The 19th century was dominated by several great European powers, united in alliances designed to prevent the spread of secularism and border changes in Europe. Beginning with the Holy Alliance (Russia, Prussia and Austria), continuing with the so-called European Concert (Russia, Prussia, Austria, France and Great Britain) and ending after the unification of Germany with the Bismarckian League of Emperors (Russia, Germany and Austria-Hungary) the 19th century was, with a few small exceptions, one of peace.

The promoters of this formula for managing military conflicts on the European continent were, with the exception of the French or British leaders, autocratic emperors, namely the rulers of  Germany, Russia or Austria. The collective guarantee of the great powers, as it is known in the history of diplomacy, prevented major armed conflicts, promoted Christian spiritual values, and in 1848 opposed the violent changes via revolutions of the states they ruled.

However, the European concert did not oppose the independence and neutrality of Switzerland, for example, or the appearance of Belgium, Italy, Germany or Romania on the map, which are still among the solidly built states of Europe.

Between 1920 and 2020, the United States was the leader of global affairs, the champion of liberal democracies, and since 1945 the number one military power, becoming the only superpower since 1989.

Although official propaganda has always affirmed that the democracies in the American camp are essentially peaceful or peace-seeking, the conflicts of this period have unfortunately proved otherwise.

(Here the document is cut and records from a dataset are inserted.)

PR #2464, opened 2019-12-11
ZIO Test: Bring Back Type Checked Assertion#equalTo

adamgfraser:
We previously moved to universal equality for `Assertion.equalTo` to avoid type inference issues. However, as time has gone on it has become apparent that this makes it very easy for people to write equality assertions that don't make sense, for example comparing an effect to the expected result of the effect.

This PR brings back type checked equality and solves the type inference issues by currying `assert` and introducing new implicit evidence that two types can potentially be equal, which is always available if either type is a subtype of the other. So for example:

```scala
trait Animal
trait Cat extends Animal
trait Dog extends Animal

val animal = new Animal {}
val cat = new Cat {}
cal dog = new Dog {}

assert(animal)(equalTo(cat)) // okay
assert(cat)(equalTo(animal)) // okay
assert(dog)(equalTo(cat))    // does not compile
```

This works on Scala 2. On Dotty equality continues to be universal. I tried to use the equality type class in Dotty but ran into some issues with types getting inferred as `Nothing` when assertions were composed with combinators like `||` and `&&`, so I think we will have to handle that in a subsequent PR.

The old version of `assert` is deprecated and if we merge this I will open an issue to migrate the existing tests to the new format.


test/shared/src/main/scala/zio/test/package.scala
```diff
@@ -109,7 +111,7 @@ package object test extends CompileVariants {
   /**
    * Checks the assertion holds for the given value.
    */
-  final def assert[A](value: => A, assertion: Assertion[A]): TestResult =
+  final def assert[A](value: => A)(assertion: Assertion[A]): TestResult =
```
regiskuckaertz: Coming back to this, it's not part of the type inference issue, is it? I was just wondering if it made the API more usable.

adamgfraser: Actually it is related to the type inference issue. We need to curry `assert` to "lock in" in the type of `A` so that the compiler properly widens the right hand side if it is a subtype of the left hand side, for example `assert(List(1, 2, 3))(equalTo(List.empty))`. And then we need the implicit evidence to prevent it from widening the type to `Any` so nonsensical comparisons don't compile.

test-tests/shared/src/test/scala/zio/test/AssertionSpec.scala
```diff
@@ -73,11 +73,12 @@ object AssertionSpec extends ZIOBaseSpec {
...
     } @@ failure,
     test("equalTo must not have type inference issues") {
-      assert(List(1, 2, 3).filter(_ => false), equalTo(List.empty))
+      assert(List(1, 2, 3).filter(_ => false))(equalTo(List.empty))
     },
-    test("equalTo must fail when comparing two unrelated types") {
-      assert(1, equalTo("abc"))
-    } @@ failure,
+    testM("equalTo must not compile when comparing two unrelated types") {
+      val result = typeCheck("assert(1, equalTo(\"abc\"))")
```
kusamakura: Pardon me for commenting here, but shouldn't this use the curried `assert` as well?

test/shared/src/main/scala/zio/test/package.scala
regiskuckaertz: Brilliant!

test-tests/shared/src/test/scala/zio/test/AssertionSpec.scala
adamgfraser: No pardon necessary, and thank you for the good catch! Fixed now.

jdegoes:
@adamgfraser Awesome work! Addresses a known pain point. 

So this is known to not work in Scala 3, correct?

adamgfraser:
@jdegoes Correct. All code will correctly compile on Dotty but assertions like `assert("Adam)(equalTo(1))` which are technically sound but don't make sense will also compile.

adamgfraser:
@iravid Per your comment, type inference is much better for `hasField` with the new curried `assert` because the first parameter gives the compiler information about the type of the case class. Updated the tests to reflect this.

regiskuckaertz:
@adamgfraser looks like you need to rebase. Just curious, why wouldn't the `given` machinery work with `Refl`?

test/shared/src/main/scala-2.x/zio/test/Eql.scala
```diff
@@ -0,0 +1,21 @@
+package zio.test
```
jdegoes: Apache 2 / copyright license headers.

test/shared/src/main/scala-dotty/zio/test/AssertionVariants.scala
```diff
@@ -0,0 +1,33 @@
...
+package zio.test
+
+import zio.test.Assertion.Render._
+
+trait AssertionVariants {
+
+  /**
+   * Makes a new assertion that requires a value equal the specified value.
+   */
+  final def equalTo[A](expected: A): Assertion[A] =
```
jdegoes: Can we use the new `Eql` in Dotty?

test/shared/src/main/scala/zio/test/package.scala
```diff
@@ -127,17 +129,39 @@ package object test extends CompileVariants {
       loop(fragment, FailureDetails(::(AssertionValue(assertion, value), Nil)))
     }
 
+  /**
+   * Checks the assertion holds for the given value.
+   */
+  @deprecated("use curried version", "1.0.0")
```
jdegoes:
```suggestion
  @deprecated("To benefit from much better type inference and type safety, we recommend that you use the curried version of assert, which takes two parameter lists instead of one: assert(value)(assertion)", "1.0.0")
```

test/shared/src/main/scala-dotty/zio/test/AssertionVariants.scala
adamgfraser: Unfortunately not, or at least not right now. We have an issue with the type of assertions composed with combinators such as `||` being inferred as `Nothing` when we use the same technique. See minimized example and link below. This looked like a type checking issue but I wanted to look at it a little more before opening an issue with the Dotty team.

```scala
object Example extends App {
  
  def assert[A](value: A)(assertion: Assertion[A]): Boolean =
    assertion.run(value)
  
  trait Assertion[-A] { self =>
    def run(a: A): Boolean
    def ||[A1 <: A](that: Assertion[A1]): Assertion[A1] =
      a => self.run(a) && that.run(a)
  }
  
  def equalTo[A, B](expected: A)(implicit eq: Eql[A, B]): Assertion[B] =
    _ == expected
  
  def isGreaterThan(a: Int): Assertion[Int] =
    _ > a
  
  // okay
  assert(List(1, 2, 3))(equalTo(List.empty))
  
  // does not compile
  // values of type Int and String cannot be compared with ==  or != 
  // assert("Adam")(equalTo(1))
  
  // does not compile
  // expected Assertion[Int] but found Assertion[Nothing]
  // assert(10)(equalTo(5) || isGreaterThan(9))
}
```

https://scastie.scala-lang.org/p41x4qlvQmiXbxyJKk7K9w

jdegoes: I thought it was the `A1 <: A` that's forcing it to be `Nothing`, but changing that has no effect. Interesting...

We can make "too much" compile but still use `Eql` by adding a type bound:

```scala
  def equalTo[A, B >: A](expected: A)(implicit eq: Eql[A, B]): Assertion[B] =
    _ == expected
```

I'm not sure if using `Eql` would have any practical benefits in the short-term so maybe it's not worth it. Thoughts?

adamgfraser: I noticed the same thing too and initially rejected it because it would allow `assert("Adam")(equalTo(1))` to compile so it didn't seem like it was buying us anything. But thinking about it more I think it would allow us to at least unify the signature of `equalTo` and move it back into `Assertion.scala`, removing the `AssertionVariants` files, which would be nice.

adamgfraser: Ah, with the type bound on Scala 2 comparison's that don't make sense compile, so we can't do that. I don't think we really get any benefit out of using `Eql` in Dotty until we resolve the compilation issue but am fine either way.

jdegoes: OK, no worries

adamgfraser:
Opened lampepfl/dotty#7791 regarding the compilation issue on Dotty.

test-tests/shared/src/test/scala/zio/test/mock/ExpectationSpec.scala
```diff
@@ -301,8 +301,8 @@ object ExpectationSpec extends ZIOBaseSpec {
         equalTo(
           UnmetExpectationsException(
             List(
-              Module.command -> equalTo(2),
-              Module.command -> equalTo(3)
+              Module.command -> (equalTo(2): Assertion[Any]),
```
saraiva132: Why is it necessary to explicitly pass `Assertion[Any]` here? And why `Any`?

saraiva132:
This is going to be really,really, nice to have. Great work @adamgfraser

test-tests/shared/src/test/scala/zio/test/mock/ExpectationSpec.scala
adamgfraser: After looking at this more it appears that a couple of the mock method type signatures were incorrect. The assertion is an assertion about the input, not the output. Good catch!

Since the end of World War II and continuing with the wars in Korea (1953) Vietnam (1960s and 1970s) or those in Bosnia, Serbia, Afghanistan, Iraq, Libya or Yemen, the list of military conflicts, most  of them initiated by the US and/or NATO , is getting longer. 

Both in the 19th century and between 1920 and 2020, new state constructions appeared on the map of Europe or the world. The most solid were and remained the states formed during the time of the autocrats,  namely Switzerland, Belgium, Germany, Italy or Romania.

States which appeard after 1920 based on the Wilsonian principle of self-determination, did not last long. Thus, Czechoslovakia and Yugoslavia disappeared from the map after 1990, while Romania lost the territories it  acquired after 1920 in the east and in the north, which have not been recovered. Puppet states like South Vietnam have disappeared, and South Korea lives daily under the military threat of North Korea and with American troops who have been there for decades.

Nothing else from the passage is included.